Henry Fok Ying Tung  (10 May 1923 – 28 October 2006) was a Hong Kong businessman. He has ancestral roots in Lianxi Village, Panyu, now part of Guangzhou, Guangdong. Fok was the Vice Chairman of the National Committee of the Chinese People's Political Consultative Conference since March 1993. In 2006, the Forbes Magazine ranked Henry Fok the 7th wealthiest tycoon in Hong Kong and 181st wealthiest tycoon in the world, with an established net worth of $3.7 billion. He died in Beijing on 28 October 2006.

Biography
Fok was born on 10 May 1923 in Hong Kong to an ethnic Tanka family. Fok's father died in a boating accident when he was just seven. He studied at Queen's College, but was not able to finish junior high due to the Japanese invasion in 1937. He worked as a labourer during that time while helping to run the family's small boat business.

Business
After the war, he became a successful businessman. His business interests included restaurants, real estate, casinos and petroleum. Fok reportedly made his first fortune gun-running into the mainland during the Korean War in the early 1950s, circumventing a United Nations arms embargo. Fok vigorously denied weapons trafficking, but admits having violated sanctions by smuggling steel and rubber as well as other items.

He was the President of the Chinese General Chamber of Commerce in Hong Kong, the President of the Hong Kong Football Association, and the President of the Real Estate Developers Association of Hong Kong. He was also the Chairman of Henry Fok Estates Ltd and the Yau Wing Co of Hong Kong.

In the 1980s Fok organized the effort to bail out OOCL from bankruptcy shortly after its founder Tung Chao-yung died.

Political
Before the handover of Hong Kong in 1997, Henry Fok was a member of the Drafting Committee for the Basic Law of Hong Kong Special Administrative Region (SAR), the vice-chairman of the Preliminary Working Committee of Preparatory Committee of the Hong Kong SAR, and the vice-chairman of the Preparatory Committee of Hong Kong SAR. He was also Standing Committee member of 7th National People's Congress.

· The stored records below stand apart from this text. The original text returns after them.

PR #7181, opened 2025-04-09
fix: actually populate auth `user` field

serhalp:
#### Summary

The types fixes in https://github.com/netlify/cli/pull/7130 identified a number of bugs. This fixes one of those. We were reading from the wrong property on the GitHub API response.


src/commands/base-command.ts
```diff
@@ -401,7 +401,7 @@ export default class BaseCommand extends Command {
   }
 
   async expensivelyAuthenticate() {
-    const webUI = process.env.NETLIFY_WEB_UI || 'https://app.netlify.com'
+    const webUI = process.env.NETLIFY_WEB_UI ?? 'https://app.netlify.com'
```
ndhoule, line 404: This is a behavior change, is this intentional?

ndhoule (changes requested):

src/commands/base-command.ts
serhalp: Yes. It seemed totally reasonable to me to treat `NETLIFY_WEB_UI=''` — an env var intended to be a URL override — as absent, and to not consider this a breaking change.

Especially given that it's an undocumented env var really only used by Netlify employees 😄.

ndhoule: What is the benefit to changing the behavior here?

Everywhere else in the CLI that I can find, we treat empty strings as though they're unset. This is how every other program I've ever used treats empty environment variables, too.

serhalp: Sounds like you feel strongly. Reverted.

src/utils/gh-auth.ts
```diff
@@ -32,7 +32,7 @@ const promptForAuthMethod = async () => {
         'What would you like to do?',
       choices: authChoices,
     },
-  ])
+  ])) as { authMethod: typeof authChoices[number] }
```
ndhoule, line 35:
```suggestion
  ]))
```

ndhoule (approved):

PR #7609, opened 2025-09-04
feat: Support AI gateway

kathmbeck:

#### Summary

Provides initial AI gateway support for local dev. 

---

      passes our tests.

### DIFF
--- a/src/commands/dev/dev.ts
+++ b/src/commands/dev/dev.ts
@@ -4,6 +4,7 @@ import type { NetlifyAPI } from '@netlify/api'
 import { applyMutations } from '@netlify/config'
 import { OptionValues } from 'commander'
 
+import { fetchAIGatewayToken } from '../../lib/api.js'
 import { BLOBS_CONTEXT_VARIABLE, encodeBlobsContext, getBlobsContextWithEdgeAccess } from '../../lib/blobs/blobs.js'
 import { promptEditorHelper } from '../../lib/edge-functions/editor-helper.js'
 import { startFunctionsServer } from '../../lib/functions/server.js'
@@ -19,7 +20,7 @@ import {
   netlifyCommand,
 } from '../../utils/command-helpers.js'
 import detectServerSettings, { getConfigWithPlugins } from '../../utils/detect-server-settings.js'
-import { UNLINKED_SITE_MOCK_ID, getDotEnvVariables, getSiteInformation, injectEnvVariables } from '../../utils/dev.js'
+import { UNLINKED_SITE_MOCK_ID, getDotEnvVariables, getSiteInformation, injectEnvVariables, parseAIGatewayContext } from '../../utils/dev.js'
 import { getEnvelopeEnv } from '../../utils/env/index.js'
 import { ensureNetlifyIgnore } from '../../utils/gitignore.js'
 import { getLiveTunnelSlug, startLiveTunnel } from '../../utils/live-tunnel.js'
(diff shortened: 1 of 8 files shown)


package.json
```diff
@@ -62,10 +62,11 @@
     "@netlify/blobs": "10.0.10",
     "@netlify/build": "35.1.6",
     "@netlify/build-info": "10.0.7",
+    "@netlify/ai-gateway": "file:../primitives/packages/ai-gateway",
```
kathmbeck: Tested this locally, will need to update once https://github.com/netlify/primitives/pull/450 is released

src/commands/dev/dev.ts
```diff
@@ -155,6 +157,16 @@ export const dev = async (options: OptionValues, command: BaseCommand) => {
     siteInfo,
   })
 
+  if (!options.offline && !options.offlineEnv) {
+    await setupAIGateway({ api, env, siteID: site.id, siteURL: siteUrl })
+  }
+
+  // eslint-disable-next-line @typescript-eslint/no-unnecessary-condition
+  if (env.AI_GATEWAY?.value) {
+    process.env.AI_GATEWAY = env.AI_GATEWAY.value
```
eduardoboucas: Injecting the environment variables into the process should happen automatically in the `injectEnvVariables` call above (L148). Any chance we could move the AI gateway initialisation above it so that we don't need to do this manually? I think we'd need to move the `getSiteInformation` call up a bit, but that should be okay.

src/commands/dev/dev.ts
```diff
@@ -155,6 +157,16 @@ export const dev = async (options: OptionValues, command: BaseCommand) => {
...
+    log(`${NETLIFYDEVLOG} AI Gateway configured for AI provider SDK interception`)
```
eduardoboucas: I wonder if this log message is going to be useful to people. 🤔

src/commands/functions/functions-serve.ts
```diff
@@ -37,6 +40,15 @@ export const functionsServe = async (options: OptionValues, command: BaseCommand
     siteInfo,
   })
 
+  if (!options.offline) {
+    await setupAIGateway({ api, env, siteID: site.id, siteURL: siteUrl })
+  }
+
+  if (env.AI_GATEWAY?.value) {
+    process.env.AI_GATEWAY = env.AI_GATEWAY.value
```
eduardoboucas: Same comment that I left on the `dev` command about manually injecting the variable into the process.

tests/integration/commands/functions-serve/functions-serve.test.ts
```diff
@@ -193,4 +202,127 @@ describe.concurrent('functions:serve command', () => {
...
+  test('should inject AI Gateway when linked site and online', async (t) => {
+    await withSiteBuilder(t, async (builder) => {
+      const { siteInfo, aiGatewayToken, routes } = createAIGatewayTestData()
+      const checkFunction = createAIGatewayCheckFunction()
+
+      await builder
+        .withNetlifyToml({ config: { functions: { directory: 'functions' } } })
+        .withFunction({
+          path: checkFunction.path,
+          handler: () => {
```
eduardoboucas: This is using the legacy Lambda syntax and I don't think the AI gateway is expected to work with the Lambda compatibility mode since we don't have a bootstrap there to populate the environment.

You can change the test to use a v2 function like this: https://github.com/netlify/cli/blob/961abeec8d354cf02699055d99baa15f9b6251a0/tests/integration/commands/dev/functions.test.ts#L141

tests/integration/utils/ai-gateway-helpers.ts
```diff
@@ -0,0 +1,110 @@
+import { TestContext } from 'vitest'
```
eduardoboucas, line 1: Just pointing out that the pattern of having a util file for a specific chunk of tests, away from the test file itself, is not a pattern I've seen in this repo. Same goes for the usage of a function (`createAIGatewayCheckFunction`) to generate the functions to be tested, which feels like yet another abstraction on top of the site builder that may make tests a bit harder to follow.

Not an issue necessarily, and definitely not a blocker.

src/commands/dev/dev.ts
kathmbeck: 🤔 Hmm I would expect some type of log, but open to suggestions on wording

tests/integration/utils/ai-gateway-helpers.ts
kathmbeck: I see what you're saying, I pulled this out because I had about ~200 lines of duplication. I could really go either way though -- happy to inline back if you think the consistency is more beneficial.

eduardoboucas (approved):
🚀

The press frequently reports that Henry Fok had introduced Tung Chee Hwa to Jiang Zemin as a possible candidate of the first Hong Kong Chief Executive.

Henry Fok helped Tung Chee Hwa out of a near-bankruptcy of his family's Orient Overseas Container Line in the 1980s. Because of this relationship, it was often said while Tung was the Chief Executive of Hong Kong that Fok 'intervened/advised' if times, or rather Beijing, called for it.

Philanthropy
Henry Fok founded the Fok Ying Tung Foundation in 1984, and it is now one of the largest philanthropic organisations in Hong Kong. Fok founded a high-technology business park in Nansha District, Guangzhou. He is said to have visited the site more than 500 times, and through the Foundation, pledged HK$800 million (US$100 million) to the Hong Kong University of Science and Technology in 2005 to support the initiative.

Personal
Among Fok's children, the best-known are:
 Timothy Fok Tsun-ting – Hong Kong Football Association chairman and Legislative Council member.
 Ian Fok Chun-wan – managing director, Yau Wing Co. Ltd.; Director, Fok Ying Tung Foundation Ltd, a former chairman of the Chinese General Chamber of Commerce, whose son was convicted for drug possession in 2005.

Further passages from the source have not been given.